AP Chemistry 1.7 Periodic Trends- Exam Style questions - FRQs- New Syllabus

(a)
For the correct answer:
\( \mathrm{Ag(s)} \): \( 0 \)      \( \mathrm{Ag_2S(s)} \): \( +1 \)
An element in its standard form has oxidation number \( 0 \).

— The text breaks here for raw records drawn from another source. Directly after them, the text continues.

PR #5133, opened 2016-03-07
[Ready For Review] Add post transaction commit handlers

cwisecarver:
This adds a second level of task runner to the existing `framework/tasks/handlers.py`. These tasks run synchronously, after the mongo transaction has been committed. Instead of celery signatures they are expected to be callable without arguments. (I used functools.partial to prepare my function for calling at a later date.) There is a new `enqueue_postcommit_task` method that enqueues a task to run postcommit.


cwisecarver:
I'm going to make another PR based off of this one that renames the handlers so that they're not awfully name.

sloria:
Closing in favor of #5143

PR #5137, opened 2016-03-07
[#OSF-5827]. remove the welcome message and add the red warning

chennan47:
<b>Purpose</b>
Remove the welcome message and add a red warning to remind user to log out and revisit the link.

<b>Before change:</b>
image

<b>After change:</b>
image


framework/auth/views.py
```diff
@@ -184,7 +184,10 @@ def confirm_email_get(token, auth=None, **kwargs):
                 return redirect(
                     campaigns.campaign_url_for(campaign)
                 )
-            status.push_status_message(language.WELCOME_MESSAGE, 'default', jumbotron=True)
+            if auth.user.emails == 1:
```
sloria: Shouldn't this be `len(auth.user.emails)`?

chennan47: fixed in  e4b43f4

PR #5143, opened 2016-03-08
[Review Changes Completed] Rename framework.tasks to framework.celery_tasks

cwisecarver:
This refactors framework.tasks into framework.celery_tasks and framework.precommit_tasks. It's built off of https://github.com/CenterForOpenScience/osf.io/pull/5133


framework/postcommit_tasks/handlers.py
```diff
@@ -0,0 +1,41 @@
...
+
+def postcommit_queue():
+    if not hasattr(_local, 'postcommit_queue'):
+        _local.postcommit_queue = []
+    return _local.postcommit_queue
+
+def postcommit_before_request():
+    _local.postcommit_queue = []
+
+def postcommit_after_request(response=None, base_status_error_code=500):
```
sloria: Minor: `response` should probably be required, since you are checking `response.status_code` on the first line of the function.

cwisecarver: Yep, totally missed that. I'll make sure response is always going to show up.

cwisecarver: Double-checked that both flask and the django middleware will always send response. It's required now.

tests/test_app.py
```diff
@@ -16,18 +14,32 @@ def test_attach_handlers():
...
+        framework.sessions.after_request,
+    }
+
+    assert_teardown_funcs = {
+        framework.mongo.handlers.connection_teardown_request,
+        framework.celery_tasks.handlers.celery_teardown_request,
+        framework.transactions.handlers.transaction_teardown_request,
+    }
+
+    # Check that necessary handlers are attached and correctly ordered
```
sloria: Is order actually being checked? It looks like you're sorting the sets before you make the assertions.

website/app.py
```diff
@@ -119,6 +123,8 @@ def init_app(settings_module='website.settings', set_backends=True, routes=True,
     init_addons(settings, routes)
     build_js_config_files(settings)
 
+    django.setup()
```
sloria: Is this to make `reverse` work?

Putting this here may lead to this error:

```python
django.core.exceptions.ImproperlyConfigured: Requested setting LOGGING_CONFIG, but settings are not configured. You must either define the environment variable DJANGO_SETTINGS_MODULE or call settings.configure() before accessing settings.
```

Would it make sense to set a default for `os.environ['DJANGO_SETTINGS_MODULE']` to `api.base.settings` here?

website/settings/local-travis.py
```diff
@@ -42,4 +44,5 @@
 
 VARNISH_SERVERS = ['http://localhost:8080']
 
-ENABLE_VARNISH = True
+# if ENABLE_VARNISH isn't set in python read it from the env var and set it
+locals().setdefault('ENABLE_VARNISH', os.environ.get('ENABLE_VARNISH') == 'True')
```
sloria: Couldn't this just be

```python
ENABLE_VARNISH = os.environ.get('ENABLE_VARNISH') == 'True'
```

?

website/app.py
cwisecarver: It is there to make reverse work. I'm trying to find an alternative because this is breaking admin. We can't have django settings pointing at api to make reverse work and admin to make admin work at the same time.

sloria:
Pass finished.

tests/test_app.py
cwisecarver: You're right. I'm just checking that the lists match but the comment says I'm checking order. I'll fix.

website/settings/local-travis.py
cwisecarver: The setdefault lets me not reset ENABLE_VARNISH if it is set in python already. This is because the travis needs this setting False for the first two passes and True for the third.

sloria: I see; thanks for the clarification.

cwisecarver:
@sloria This is good to go whenever you have time to merge it.

cwisecarver:
Thanks @sloria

In \( \mathrm{Ag_2S} \), sulfur is typically \( -2 \), so the two silver atoms together must total \( +2 \), giving each silver atom \( +1 \).

(b)(i)
For a valid explanation:
Sterling silver is better classified as a substitutional alloy because silver and copper have similar atomic radii, \( 165\ \mathrm{pm} \) and \( 145\ \mathrm{pm} \), so copper atoms can replace silver atoms in the metal lattice rather than fitting into small holes between them.

(b)(ii)
For a valid explanation:
Silver has more occupied electron shells \((n=5)\) than copper \((n=4)\), so its valence electrons are farther from the nucleus and experience weaker Coulombic attraction. Therefore, silver has the larger atomic radius.

(c)
For the correct calculated mass of \( \mathrm{Ag_2S} \):
\( 409.21\ \mathrm{g} – 398.94\ \mathrm{g} = 10.27\ \mathrm{g} \)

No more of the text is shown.